## PROMPT:
Check each line of the records below and collect those holding "been".

##### INFORMATION PROVIDED

PR #13927, opened 2023-05-01
exploration tools random room

CoolKakapo:
## About the PR 
Adds a random room which contains all the tools needed for exploration/adventuring. Contains a full toolset, a space suit/helmet, insulated gloves and magnetic boots, brute/fire/toxin medkits, a toolbelt, a flashlight and a fire extinguisher. The spawn weight is 50.
Schermafbeelding 2023-05-01 180659

## Why's this needed? 
Adds more variation to random rooms, which encourages more players to look for random rooms.


flappybatpal:
Disagree conceptually with "loot rooms", rooms that provide equipment.
Minor items appropriate to a themed room can be OK but there should be a really good reason for anything of value.

A random room should be a point of interest, tell a story, be an interesting or funny scene etc.

TobleroneSwordfish:
Yep, what Katzen said.

PR #13938, opened 2023-05-02
adjust filgrastim recipe

TDHooligan:
[C-QOL][A-Chemistry][A-Medical]

## About the PR 

https://forum.ss13.co/showthread.php?tid=21112 
Suggests changing this, and it makes sense as pathology is kill.  Probably better than having to add more accessible e-coli.

I figure beff's a pretty good substitute for 'some effort required', There's probably some third-party/pharmaceutical strains of bacteria in whatever cheap meats 'beff' is implied to be made from. Beff's recipe is also made easier with hemolymph, another type of blood. Win-win? 

Ultimately not fussed on if this specific patch is merged or another route is picked, but figured the forum thread had merit, so it's worth raising.

## Why's this needed? 

pathology is dead.

### DIFF
--- a/code/modules/chemistry/Chemistry-Recipes.dm
+++ b/code/modules/chemistry/Chemistry-Recipes.dm
@@ -3430,7 +3430,7 @@ datum
 			name = "Filgrastim"
 			id = "filgrastim"
 			result = "filgrastim"
-			required_reagents = list("blood" = 1, "dna_mutagen" = 1, "e.coli" = 1, "spaceacillin" = 1)
+			required_reagents = list("blood" = 1, "dna_mutagen" = 1, "beff" = 1, "spaceacillin" = 1)
 			result_amount = 2
 
 		ecoli // needed for filgrastim vOv


Tarmunora (approved):

nefarious6th:
consider this the poor man's wiki tag

minor changelog needed for both recipes?

colossusqw:
I'm not sure if this is quite the best chem to replace E. Coli, considering how heparin never saw the light of day having meat slurry as a precursor, and beff seems even harder to acquire. Sure, heparin doesn't quite have as many straight up uses as filgrastim, but even then, i'm not sure you're gonna see filgrastim around 99% of the time.

TobleroneSwordfish:
Beff is a pretty rough pre-requisite for a niche medical chem, ideally it'd be nice to make e. coli accessible in some other way, but I don't know enough (any) microbiology to figure out what would be a sane way of getting it

TDHooligan:
added to wiki.

PR #13946, opened 2023-05-03
Adds Promethazine, a chemical that stops vomiting

colossusqw:
[LABEL][chemistry][feature]

## About the PR 
This PR adds Promethazine, a anti-emetic chemical that can be used to prevent many instances of vomiting. It has some slight OD effects such as a small chance of slowing you down slightly on severe ODs, but besides that it's mainly just a chemical to stop you from puking. Made by combining, oil, ammonia, sulfur and space cleaner.(Recipe idea by TDHooligan)

## Why's this needed? 
Too many things make you puke out your guts and make the station filthy, so i tried to get something to help out the poor janitors :).

```changelog
(u)Colossusqw
(*)Added Promethazine, a anti-emetic agent that stops vomiting.
(+)Slightly refactored many instances of vomiting messages, please do point out any weirdness that occurs.
```


CaioFrancisco:
My only two balancing concerns is how there's barely any punishment for smoking this chem into the halls (including overdosing someone with it.) There's also the small fact that it completely nullifies drinking too much Bo Jack, which is weird.

colossusqw:
> My only two balancing concerns is how there's barely any punishment for smoking this chem into the halls (including overdosing someone with it,) and also the small fact that it completely nullifies drinking too much Bo Jack, which is weird.

I'm not sure it being easy to give out to people is exactly a balancing concern, considering all this does is reduce the amount of puke around. I could change the bojack part easily, maybe just changing it to only stop you puking? Hmm, would feel weird for it to remove some bojack without you puking though...

M-Earthfire:
> My only two balancing concerns is how there's barely any punishment for smoking this chem into the halls (including overdosing someone with it,) and also the small fact that it completely nullifies drinking too much Bo Jack, which is weird.

Tbh, it's good to not have a punishment for smoking it. Smoke can and should have good effects if applied with certain chems. 

Personally, i think the recipe is too complex for what a mediocre effect the chem has. Personally, i would throw out sulfur and ammonia and add something like sugar. Or is the recipe there to emulate a certain reaction?

code/modules/chemistry/Reagents-Medical.dm
```diff
@@ -1083,6 +1083,37 @@ datum
...
+		medical/promethazine // This stops you from vomiting
+			name = "promethazine"
+			id = "promethazine"
+			description = "Promethazine is a anti-emetic agent."
+			reagent_state = LIQUID
+			fluid_r = 180
+			fluid_g = 255
+			fluid_b = 140
+			depletion_rate = 0.1
+			penetrates_skin = TRUE
```
Tarmunora, line 1095:
```suggestion
			depletion_rate = 0.4
```

Tarmunora (changes requested):

TDHooligan:
going to add a suggestion specifically to keep skinpen, following its' initial discussion:
1 - balance wise, the chem benefits only janitors, who are also the only ones who care about vomiting. janitors lack penetrative means to transfer reagents, but could totally splash a bucketful of this stuff onto irritating nerds with drug problems.
2 - its' use as a poison is limited to foods (where it could already be added to the food itself)
3 - it's technically a topical treatment

the standard depletion rate should see to it that smoking it isn't too effective, without skinpen we'll probably see very little usage of it.

pali6:
@Tarmunora

PR #13951, opened 2023-05-03
Reworks Energy Gun Charge Indicators To Use Overlays

Flaborized:
[CLEAN]

## About the PR 

This PR changes many (not all, some are unchanged because they were already using overlays and have special code for it, could also be added but considering my goals with this PR I didn't) energy guns that use charge indicators to use overlays for them instead of bespoke sprites. From a user perspective should have no apparent difference unless there's bugs. 

Also changes a few egun names to be a bit more descriptive while I was editing their sprites anyways

Picture of me making sure this works:

How the dmi looks:

## Why's this needed? 

All energy guns using indicators were using a copy and pasted block of code to do so, this condenses that into one proc which should make it easier to change if we want to change something about how this behaves.

More importantly (to me) this allows for easier sprite-related feature additions to eguns. Originally I wanted to add in a egun variant sprites (one for the captain and one for the HoS, so they looked different) but I realized that would be very annoying to implement since I'd have to add 100 million icon states to match every single possible combination of charge, setting and gun type. Now something like that would entail adding exactly two sprites. Other features (firing animations? glow in the dark lights? rainbow animated taser?) become much easier to implement too, so I think this is a much better way to have this all laid out.


Mister-Moriarty:
Something that you may want to consider is that this implemation allows for charge indicators to use lighting overlays, so that they may glow in the dark, similar to computer screens or cyborg eyes.

Flaborized:
> Something that you may want to consider is that this implementation allows for charge indicators to easily use lighting overlays, so that they may glow in the dark, similar to computer screens or cyborg eyes.

yeah! there's quite a lot of visual improvements I've wanted to do with energy guns that just haven't been possible with the way they're currently implemented, my hope is to add more onto them with this (and hopefully down the line others will find it easier to add things as well)

Gannets:
This seems cool!

TobleroneSwordfish (approved):
lgtm

code/obj/item/gun/energy.dm
```diff
@@ -15,6 +15,9 @@ TYPEINFO(/obj/item/gun/energy)
 	var/custom_cell_max_capacity = null // Is there a limit as to what power cell (in PU) we can use?
 	var/wait_cycle = 0 // Using a self-charging cell should auto-update the gun's sprite.
 	var/can_swap_cell = 1
+	var/uses_charge_overlay = FALSE // Does this gun use charge overlays on the sprite?
```
ZeWaka, line 18:
```suggestion
	var/uses_charge_overlay = FALSE //! Does this gun use charge overlays on the sprite?
```

ZeWaka (approved):

Sovexe:
This PR is causing infinite recursion runtimes

PR #15855, opened 2023-09-16
Take the brunt of grenade and pipebomb explosions by laying on top and blocking

pgmzeta:
## About the PR 

When grenades and pipe-bombs detonate, add the following:
1. If the explosive is directly on a tile (e.g. not in a closet)
2. Get a list of human mobs on the same tile and filter them
  a. is directly laying down on the same tile
  b. has 'blocking' status effect from resisting (press `z`)
3. Pick one of the matching mobs

The hero receives a more direct personal effect from the explosive, but the world impact is limited in some way. Each explosive has a different effect depending on what it does. Note that for grenades not nullified, the remainder of the detonation will still occur directly under the hero.

##### old_grenade/spawner/wasp
Hero: Gibbed (by mass wasp implantation)
Grenade: Nullified (but some will explode out of you)

##### old_grenade/graviton
Hero: Takes massive (suicide-level) chest crunch damage
Grenade: Half range

##### old_grenade/stinger & old_grenade/stinger/frag
Hero: Half of the projectiles (10) hit you directly
Grenade: Quarter of the projectiles (5) are still flung out

##### old_grenade/high_explosive
Hero: Take direct explosion
Grenade: Half power

##### old_grenade/sonic
Hero: Take direct ear damage
Grenade: Half power

##### old_grenade/emp
Hero: All organs are EMPed
Grenade: Half range

##### gimmickbomb/owlclothes & gimmickbomb/hotdog
Hero: Dressed up in *completely* unremovable clothes
Grenade: Nullified

##### pipebomb/bomb

Strength
Hero: Throw chest organs out. Over 9 power guarantee gibs. Still at center of reduced explosion.
Grenade: reduce power by one quarter, max reduction of three. This means after 12 initial power, the max reduction is 3. 
Power reduction calculator: https://www.desmos.com/calculator/hqdqnv5zcy

Various pipe-bomb customizations e.g. power cells are also applied to the hero before lowering their overall effectiveness.

## Why's this needed? 
* rule of cool
* existing discussion: https://forum.ss13.co/showthread.php?tid=21772

## TODOs
- [x] find a better way to convey 'diving' onto an explosive
- [x] implement on more explosives because it *really* sucks to try and fail
- [x] feedback
- [x] tinker with balancing / tuning

## Changelog

```changelog
(u)glowbold
(*)Play hero by laying down and blocking on top of live hand grenades and pipebombs.
```


Sbmhawk:
I would say not gibbing outright, but ruining organs in the chest area, and a lot of damage.

(At the very least, for stinger nades)

Sbmhawk:
Also, I haven't looked at the code, but I would make sure that throwing a nade on a stunned person (or vice versa) does NOT trigger this

pgmzeta:
> Also, I haven't looked at the code, but I would make sure that throwing a nade on a stunned person (or vice versa) does NOT trigger this

yep, considered this - you have to be pulling the active grenade and be lying down on the same tile.

Absolute-Baller:
I'm sorta just spitballing and imnotcoder so this might be completely off-base or unfeasible, but I imagine a more robust system would be a general explosion-power reduction feature. It could be something like: when laying down on top of a tile where an explosion is occurring, you eat up to [x] explosion power, and it gets applied to you in the form of brute damage or whatever. Some damage still always occurs, but just enough to show that an explosion happened. Then, if the power of the explosion exceeds [x], you eat [x] explosion power, gib, and the rest of the explosion power gets applied to the explosion.

Glamurio:
Didn't check all of the code, but how does this interact with gimmick grenades? I don't want people gibbed for banana or owlbombs. Perhaps in the case of owlbombs they can turn into an actual owl critter (concentrated effect).

pgmzeta:
> Didn't check all of the code, but how does this interact with gimmick grenades? I don't want people gibbed for banana or owlbombs. Perhaps in the case of owlbombs they can turn into an actual owl critter (concentrated effect).

owlbomb/hotdogbomb only force-clothe the 'sacrifice', and my plan for the future is to make the clothing completely irremovable if you dive on those two grenades specifically.

the other gimmick grenades do not call this and have no effect.

TDHooligan:
could also have slide (resist + throw) be a shorthand for this that doesnt require the aiming of grab + move + lie.

pgmzeta:
> for an action that's not likely to be done except explicitly to suicide.
in retrospect making these custom suicides feels like an obvious solution

pgmzeta:
Rather major change in approach; please see the updated PR description.

code/mob/living/carbon/human/procs/damage.dm
```diff
@@ -641,3 +641,40 @@
 /mob/living/carbon/human/UpdateDamage()
 	..()
 	src.hud?.update_health_indicator()
+
+///The deliberate act of using one's body to cover a live time-fused hand grenade.
+/mob/living/carbon/human/proc/cover_explosion_with_body(power, brisance=1)
```
Tarmunora, line 646: a decent amount of this proc appears to be copy-paste from `ex_act()` - any reason not to just call that to handle non-organ stuff?

code/datums/controllers/explosion_controls.dm
```diff
@@ -216,11 +217,22 @@ var/datum/explosion_controller/explosions
...
+			if(istype(source, /obj/item))
+				var/list/covering_mobs = list()
+				for (var/mob/living/carbon/human/H in epicenter)
+					if(H.lying && H.hasStatus("blocking")) //trying to cover it
+						covering_mobs.Add(H)
+				var/mob/living/carbon/human/hero = PICK_OR_NULL(covering_mobs)
+				if(hero) //there goes my hero
+					hero.visible_message("<span class='alert'>[hero] wraps [his_or_her(hero)] body tightly around [src]!!</span>")
+					hero.cover_explosion_with_body(power, brisance)
+					power *= ITEM_EXPLOSION_COVERED_REDUCTION_MULT
```
Tarmunora, line 232: would make more sense for `cover_explosion_with_body()` to return a modified `power` imo, and/or have a maximum amount that power can be lowered by - e.g.: a maxcap TTV should probably be relatively unaffected

Tarmunora (changes requested):
Interesting idea but I'm feeling like it (further) complicates explosion code while also not affecting the majority of actual grenades (stinger/frag grenade projectiles come to mind).

pgmzeta:
> Interesting idea but I'm feeling like it (further) complicates explosion code while also not affecting the majority of actual grenades (stinger/frag grenade projectiles come to mind).

Thank you for the feedback - I'll work on integrating this and the previous eat-shrapnel implementation. Agreed on adding explosion complexity, but I am worried that it will be frustrating to dive on an explosive and have nothing come of it just depending on the bomb type. Don't mind cutting it if others don't think that's a valid concern.

Tarmunora:
> ... I am worried that it will be frustrating to dive on an explosive and have nothing come of it just depending on the bomb type...

I think having a system that explicitly covers only pipebombs and some grenades would cover most people's expectations fairly well, for what it's worth

Tarmunora (changes requested):
oops i forgot about this PR

code/obj/item/grenades.dm
```diff
@@ -1897,37 +1975,44 @@ ADMIN_INTERACT_PROCS(/obj/item/pipebomb/bomb, proc/arm)
...
-				for (var/turf/T in oview(1+ round(src.reagents.total_volume * 0.12),src.loc) )
+				if (istype(hero))
+					src.reagents.trans_to_direct(hero, src.reagents.total_volume / 2)
+				for (var/turf/T in oview(1+ round(src.reagents.total_volume * 0.12), src.loc))
 					src.reagents.reaction(T,1,5)
 
+			if (istype(hero))
+				if(src.strength >= 9)
+					hero.gib()
+				src.strength = max((src.strength * 0.75), (src.strength - 3))
```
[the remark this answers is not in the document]
pgmzeta: Switched to applying the explosion act using its power, but doing that will result in them getting double-exploded once the bomb itself detonates. Could convert this to crush damage with a suitable strength multiplier instead, or another route if you think there's a better way.

Tarmunora (approved):

PR #15857, opened 2023-09-16
Use dir defines

TheTyrant25:
[INTERNAL]
## About the PR
Replaces several hundred instances of dir being set to `1, 2, 4, 5, 6, 8, 9, 10` instead of `NORTH, SOUTH, EAST, NORTHEAST, SOUTHEAST, WEST, NORTHWEST, SOUTHWEST`. Ignores dir = 0.

Doesn't fully use a find replace, because some things that are called "dir" or end with "dir" don't use the system and instead use something else. Some things may be missed.

## Why's this needed?
[CODE QUALITY]
No need to confuse people with `dir = 9`. If it's a direction, we should use the defines.


code/modules/networks/computer3/mainframe2/misc_terms.dm
```diff
@@ -2749,7 +2749,6 @@ TYPEINFO(/obj/machinery/networked/printer)
 	var/obj/beam/next
 	var/limit = 48
 
-	dir = 2
 	layer = NOLIGHT_EFFECTS_LAYER_BASE
```
Tarmunora, line 2752: ?

Tarmunora: Also the other instances of this change in the file

code/turf/floors_carpet.dm
```diff
@@ -26,1046 +26,1042 @@
...
-		dir = 1
-	south
-		icon_state = "red4"
-		dir = 2
-	east
-		icon_state = "red4"
-		dir = 4
-	west
-		icon_state = "red4"
-		dir = 8
```
Tarmunora, line 124: icon_state change appears to have been lost

Tarmunora (changes requested):

code/modules/networks/computer3/mainframe2/misc_terms.dm
TheTyrant25: ah right
so the pr started out as something being done by hand
i ditched the dir = 2 in multiple objects because the default dir for `obj` is south anyway and it was an unneeded line.
I can put it back if you like but it works fine without.

Tarmunora (approved):

PR #15858, opened 2023-09-16
Adds Glaucus Fishing Rod, 6tc traitor item

MylieDaniels:
[A-Game-Objects] [C-Feature] [C-Sprites] [E-Add-to-Wiki]
## About the PR 
This adds the Glaucus Fishing Rod, a 6 tc item for Rancher and Angler traitors.
image

Traps can be set up with the lure, which can be disguised (kinda like a chameleon bomb) by smacking the Glaucus with any item. Click to throw the lure out, click to reel in. Use in-hand to reel in one tile, for the classic dollar bill trick or to adjust your trap. If someone picks it up, they'll suffer a 4 second stun, 15 damage, and get embedded with the hook. If they are hit with the hook while it's being thrown out or reeled in, they'll also be embedded, but will suffer 5 damage and no stun.

While hooked, you are quite slowed. The hook can be removed through surgery (this is more of a technicality, but if you have a morphine auto-injector and a knife, go wild), by getting 9 tiles away from the rod, or by the wielder using the rod in hand.

Reeling in while someone is hooked will start a looping 0.7 second action bar- on each completion, the hooked mob is pulled 1 tile closer, and if they are in melee range they take 7 damage. If they aren't in melee range, 3 damage is added to the "pending" damage- this is applied to the next successful melee reel in the same set of reels, and if a melee reel does 25 or more damage, it stuns for SQRT(damage) / 3 seconds. After a successful melee reel or if the line is broken/lure removed, damage is reset to 7 again.

Clicking while a mob is on the line will throw them about 3-4 tiles on a 6 second cooldown. Best used as an opener, so place lures next to glass tables, vending machines, or open airlocks!

https://github.com/goonstation/goonstation/assets/25803648/44fd25b8-234f-44b7-ba9d-a0384e454e5d

TODO: Completed
- [x] Unique inhand sprites - now bulky red fishing rod
- [x] Non-beartrap sprite for default lure - now uses minnow
- [x] Fix casting from inside lockers - now only allows reeling, casting, and actionbar while on turf

## Why's this needed? 
I like fishing, I like traitor weapons, and I think you should too. Also, rancher has 1 traitor item and angler has 0.

## Changelog 

```changelog
(u)MylieDaniels, AveryQuill
(*)Adds the Glaucus Fishing Rod, a 6 tc tacticool fishing rod for catching crew with disguised hooks. Available to Rancher and Angler traitors, as well as through surplus crates.
```


Glamurio:
What a sick item! I love it! One small caveat I have, and realize might be more problematic to implement, but for visual clarity, would it be possible to draw a line from the rod user to the target?

Maybe also some interaction about people running into the line, like, tripping or something. Would make it even more amusing. Just ideas, ultimately I wouldn't be upset if the item got in the way it is. Excited for it!

444Portal:
> What a sick item! I love it! One small caveat I have, and realize might be more problematic to implement, but for visual clarity, would it be possible to draw a line from the rod user to the target?
> 
> Maybe also some interaction about people running into the line, like, tripping or something. Would make it even more amusing. Just ideas, ultimately I wouldn't be upset if the item got in the way it is. Excited for it!

Would probably counteract some of the utility of being able to scan in an item as bait, and hiding in like a bush or something. Just my personal opinion.

Vispectral:
Very Interesting Item I'd say, shame it's locked behind Rancher.  Unique, flavorful and fits a niche theme. 
The design seems alright. I'm sure Gannets would be a massive fan of this item. 

My downside would be cost. I do not think personally this is on par with 7 TC items. Compared to Cyalume Saber which does 60 and reflects, fits in your pockets.
Wrestlebelt which is probably the ultimate 1v1 item and 
Katana which can totally be used to wipe out stations ..

This by comparison is rather tame. I'd advocate for 6 or 5 TC perhaps allowing it to used in conjunction with other items to promote interesting gameplay. Unless if as some people suggested here, you could "scan" items to use as bait and even then, I still feel 7 is expensive. 

Excellent work Mylie.

MylieDaniels:
Ah, I don't know if I was clear in my explanation, you can in fact scan items to act as bait- this disguises the bait as the item.
However I do see that it's definitely not as strong as a c-saber or katana and doesn't have anywhere near the power of a wrestlebelt or red chainsaw. I will lower the price to 6 tc, mostly because I worry about the combo potential with 7 tc items if it were 5- though if a developer has opinions on it being higher or lower, I'd love to hear from them.

code/modules/fishing/fishing_gear.dm
```diff
@@ -350,3 +350,341 @@ TYPEINFO(/obj/item/fish_portal)
...
+		..()
+		src.lure = new (src)
+		src.lure.rod = src
+
+	get_desc(dist)
+		..()
+		if (dist < 1) // on our tile or our person
+			if (.) // we're returning something
+				. += " " // add a space
+			if (!src.lure)
```
TobleroneSwordfish, line 398: seems odd to create the lure in `get_desc`, usually you don't want side effects here

code/modules/fishing/fishing_gear.dm
```diff
@@ -350,3 +350,341 @@ TYPEINFO(/obj/item/fish_portal)
...
+				else
+					step_towards(src.lure, src)
+			else
+				user.visible_message("<span class='alert'><b>[user] yanks the lure out of [src.lure.owner]!</b></span>")
+				src.lure.set_loc(get_turf(src.lure.loc))
+				src.lure.on_remove(src.lure.owner)
+
+	// here so that afterattack is called at range, which is the least bad way to throw the lure i think maybe
+	pixelaction(atom/target, params, mob/user, reach)
+		..()
```
TobleroneSwordfish, line 448: How does a default implementation of `pixelaction` cause this? If it's the lack of a return value then you should be explicitly returning `null` or `FALSE` or w/e

code/modules/fishing/fishing_gear.dm
```diff
@@ -350,3 +350,341 @@ TYPEINFO(/obj/item/fish_portal)
...
+
+	afterattack(atom/target, mob/user)
+		..()
+		if (!isturf(user.loc))
+			return
+		if (!src.lure)
+			src.lure = new (src)
+			src.lure.rod = src
+			tooltip_rebuild = 1
```
TobleroneSwordfish, line 457: other versions of this snippet don't set `tooltip_rebuild`, maybe consider making this a proc so it isn't inconsistent?

code/modules/fishing/fishing_gear.dm
```diff
@@ -350,3 +350,341 @@ TYPEINFO(/obj/item/fish_portal)
...
+			src.icon_state = "syndie_fishing_rod-active"
+			src.item_state = "syndie_fishing_rod-active"
+		//state for not fishing
+		else
+			src.icon_state = "syndie_fishing_rod-inactive"
+			src.item_state = "syndie_fishing_rod-inactive"
+
+	disposing()
+		. = ..()
+		qdel(src.lure)
```
TobleroneSwordfish, line 502: swap these round, always clean up before calling parent in disposing

code/modules/fishing/fishing_gear.dm
```diff
@@ -350,3 +350,341 @@ TYPEINFO(/obj/item/fish_portal)
...
+	New(var/user, var/target, var/rod, var/lure)
+		..()
+		src.user = user
+		src.target = target
+		src.rod = rod
+		src.lure = lure
+
+	onStart()
+		..()
+		if (!src.user || !src.target || !src.rod || !src.lure || (src.target == src.user) || !(src.lure.owner == src.target) || !(src.user.equipped() == src.rod) || !isturf(src.user.loc) || GET_DIST(src.user, src.target) > src.rod.line_length)
```
TobleroneSwordfish, line 650: please make this a proc or a local macro or something, that's a long if chain to be duplicating three times

code/modules/fishing/fishing_gear.dm
```diff
@@ -350,3 +350,341 @@ TYPEINFO(/obj/item/fish_portal)
...
+			src.lure.clean_forensic()
+		else
+			if(!src.lure.owner)
+				if(BOUNDS_DIST(src.lure,src) == 0)
+					src.is_fishing = FALSE
+					src.UpdateIcon()
+					user.update_inhands()
+					src.lure.set_loc(src)
+				else
+					step_towards(src.lure, src)
```
TobleroneSwordfish, line 440: This should check that the lure is on a turf, currently it runtimes if you try to reel it in while it's in a disposal pipe etc.

code/modules/fishing/fishing_gear.dm
```diff
@@ -350,3 +350,341 @@ TYPEINFO(/obj/item/fish_portal)
...
+		if (!(W == src.rod) && isliving(user) && !user.nodamage && GET_DIST(src, src.rod) < src.rod.line_length)
+			user.changeStatus("weakened", 5 SECONDS)
+			user.TakeDamage(user.hand == LEFT_HAND ? "l_arm": "r_arm", 15, 0, 0, DAMAGE_STAB)
+			user.force_laydown_standup()
+			implanted(user, null)
+		else
+			return ..()
+
+	attack_hand(mob/user)
+		if (isliving(user) && !user.nodamage && GET_DIST(src, src.rod) < src.rod.line_length)
```
TobleroneSwordfish, line 552: Kind of weird that you can safely pick up the lure when it's out of range. Wouldn't it make more sense if the lure was returned when the rod moved too far away from it? See outermost movable signals.

TobleroneSwordfish (changes requested):
Horrific, I love it.

code/modules/fishing/fishing_gear.dm
```diff
@@ -350,3 +350,341 @@ TYPEINFO(/obj/item/fish_portal)
...
+	New()
+		..()
+		src.lure = new (src)
+		src.lure.rod = src
+
+	get_desc(dist)
+		..()
+		if (dist < 1) // on our tile or our person
+			if (.) // we're returning something
+				. += " " // add a space
```
Tarmunora, line 397: unreachable code

code/modules/fishing/fishing_gear.dm
```diff
@@ -350,3 +350,341 @@ TYPEINFO(/obj/item/fish_portal)
...
+
+	attackby(obj/item/I, mob/user)
+		if (!src.lure)
+			src.lure = new (src)
+			src.lure.rod = src
+		if (src.lure.loc == src)
+			boutput(user, "You scan \the [I.name] onto \the [src.name]'s holographic bait projector.")
+			src.lure.name = I.name
+			src.lure.real_name = I.name
+			src.lure.desc = I.desc
```
Tarmunora, line 411: name and desc are getting set by `src.lure.appearance = I` further down

code/modules/fishing/fishing_gear.dm
```diff
@@ -350,3 +350,341 @@ TYPEINFO(/obj/item/fish_portal)
...
+	HELP_MESSAGE_OVERRIDE({"The Glaucus starts with 7 damage on a melee reel, but builds up 3 additional damage on each ranged reel. If this reaches <b>25 damage</b>, or 6 ranged reels before a melee reel, the target will be stunned when damaged."})
+
+	New()
+		..()
+		src.lure = new (src)
+		src.lure.rod = src
+
+	get_desc(dist)
+		..()
+		if (dist < 1) // on our tile or our person
```
Tarmunora, line 395: Need to add `REBUILD_DIST` to tooltip flags

code/modules/fishing/fishing_gear.dm
```diff
@@ -350,3 +350,341 @@ TYPEINFO(/obj/item/fish_portal)
...
+				if (target.bioHolder && target.bioHolder.Uid && target.bioHolder.bloodType)
+					gibs(target.loc, blood_DNA=target.bioHolder.Uid, blood_type=target.bioHolder.bloodType, headbits=FALSE, source=target)
+				else
+					gibs(target.loc, headbits=FALSE, source=target)
+			return TRUE
+		else
+			step_towards(target, user)
+			return FALSE
+
+/obj/item/implant/syndie_lure
```
Tarmunora, line 529: So. What happens when you load this into an implant gun.

code/modules/fishing/fishing_gear.dm
Tarmunora: Or refactor to use `canRunCheck()`

Tarmunora (changes requested):

MylieDaniels:
Thank you for the reviews, I'll get to work fixing the issues in the morning.

code/modules/fishing/fishing_gear.dm
MylieDaniels: Thank you, I wasn't sure how to handle that.

code/modules/fishing/fishing_gear.dm
MylieDaniels: Oh, of course.  Thank you, I'll fix that!

MylieDaniels:
> It'd be neat if it could act as a high tier fishing rod too.
I'm unsure how to best implement this, as clicking on a fishing spot while fighting would be frustrating I think.

code/modules/fishing/fishing_gear.dm
MylieDaniels: Yes, it was the lack of a return value, I now return null explicitly.

code/modules/fishing/fishing_gear.dm
MylieDaniels: That makes sense, I've changed it to instead only add the bonus section of the tooltip if a lure exists.

code/modules/fishing/fishing_gear.dm
MylieDaniels: I've changed the lure to a generic item and stopped piggybacking on implant code.  If it's desired that a knife or something can remove the lure, I'll find a way to do that!

444Portal:
> > It'd be neat if it could act as a high tier fishing rod too.
> 
> I'm unsure how to best implement this, as clicking on a fishing spot while fighting would be frustrating I think.

How would using it on help intent sound?

MylieDaniels:
> > > It'd be neat if it could act as a high tier fishing rod too.
> > 
> > 
> > I'm unsure how to best implement this, as clicking on a fishing spot while fighting would be frustrating I think.
> 
> How would using it on help intent sound?

I don't know about others, but I'm the type to use weaponry on help intent at times...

##########

## TASK RESPONSE:
yeah! there's quite a lot of visual improvements I've wanted to do with energy guns that just haven't been possible with the way they're currently implemented, my hope is to add more onto them with this (and hopefully down the line others will find it easier to add things as well)
Tarmunora, line 124: icon_state change appears to have been lost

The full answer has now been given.